Mar 26, 2011

Shortish update

Not much is going on dog-wise. Molly's training is on hold, we're not sure if it's worth it due to her sensitivity. She can not concentrate on anything if she's scared or nervous. And she's a scaredy dog.
Take our new flat, for example. We moved from a semi-detached to a small block of flats and the noises that you get here are completely different. After six months, she's still nervous of people walking in the hallway, thinking they're all going to burst through our door. And the postman isn't helping, shoving things through the door on a daily basis. (In the old flat, we had a separate letterbox and she was blissfully unaware of it.) But in general, the effort just doesn't seem justified. I doubt we'd ever be able to completely trust her to notice night hypos or anything else. So she is "just" a pet at the moment. Which isn't that bad. We're intending to get a second dog at some point and maybe we'll ask for professional help when choosing the puppy. 

Eli is doing great, he can measure his own bg now and prep the insulin pen. Actual injecting isn't really an option for him, yet, as the only place with any fatty tissue is the buttocks. D, in his mind, is something mundane and not worth mentioning anymore, unless you have to explain it to stupid strangers who are puzzled by the needles and drops of blood. Other children are always curious for two minutes but then lose interest very quickly.
His levels are ok, I suppose, but the night readings are a bit of a pain. As he is on MDI and the amounts of insulin are relatively small, adjusting the pen units is proving to be tricky. Half a unit can make a world of difference. I also think the pen isn't very reliable when it comes to smaller amounts, meaning you can never be sure how much insulin you've given. It's the nightly nightmare: do you risk correcting a hypo at three in the morning or do you let it go high. There seems to be no middle ground. Correcting the night highs is scary as well, you never know what just a single unit can do by the morning.

I'm dreaming of a less intrusive pump. Eli tried a CGM a while ago and the sensor set his eczema off. The particular spot of skin on his lower back/upper buttock was infected for weeks. So I'm a bit wary about the pump, the cannula would be in all the time, meaning he would always have those infections.

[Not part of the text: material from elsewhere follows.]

PR #807, opened 2025-04-08
WIFI-14018: Allow option 82 DHCP fields to be transparently injected

Kumiko18:
WIFI-14018: Allow option 82 DHCP fields to be transparently injected into client DHCP requests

I think what we could really use is some sort of respite. I've put an application in for a government-funded summer camp for families of diabetic children. They are really popular, childhood diabetes being ridiculously common in Finland. So I don't like our chances. It would be nice to speak to other parents and most importantly, it would be great for Eli to meet other diabetic children. His creche is so small he is the only d-child and that will probably be the case in the autumn, as well, when he starts preschool (in Finland, you start school at seven, preschool at six). Also, we could really use the holiday, being stuck at  home for the entire horrible winter. It's been one of those winters where I seriously kick myself for choosing to live in this godforsaken country. And still do. The clocks go forward this weekend and we get blizzards. Summer time my arse.

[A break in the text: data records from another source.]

PR #808, opened 2025-04-08
WIFI-14519 RAP630W-211G change ethernet label and led behavior

jackcybertan:
change ether port label name & led behavior


blogic:
merged, Thanks !

PR #816, opened 2025-04-14
WIFI-14494 add sonicfi rap650c

jackcybertan:
add SonicFi RAP650C


blogic:
@jackcybertan the patch no longer applies, please rebase it. while at it, please fold all four patches into a single one.

PR #817, opened 2025-04-14
WIFI-14529: "udhcpinject" missing from the package list in ucentral-ap.yml

Kumiko18:
Add package udhcpinject into profiles/ucentral-ap.yml


blogic:
merged, Thanks !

Not much else going on with us, apart from the new arrival in July. There will be five of us (or six, if you want to count Molly in, as Eli does) which means the summer will be an interesting one.


  1. Loads and loads of kids have skin issues with CGMs, but not many have problems with a pump cannula. There's always Tegaderm or IV 3000!

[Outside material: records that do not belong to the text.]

PR #818, opened 2025-04-17
WIFI-14530 RAP750W-311A BDF, LED and calibration modify

wingate5678:
1) fix 5G calibration data address
2) modify 2.4/5G BDF
3) change LED to PWM-LED
4) assign LAN Port MAC


blogic:
merged, Thanks !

  2. A has quite sensitive skin but apart from a few mild red areas, he has had no problems with the pump cannulas/plasters. I love the pump for the fact that you can give accurate tiny doses of insulin. We are almost a year pumping and would change back to MDI. We are still up to our knees in frozen solid snow, but it is slowly melting! Good luck with the new arrival in July and hope you get a camp place - something we have been thinking about too.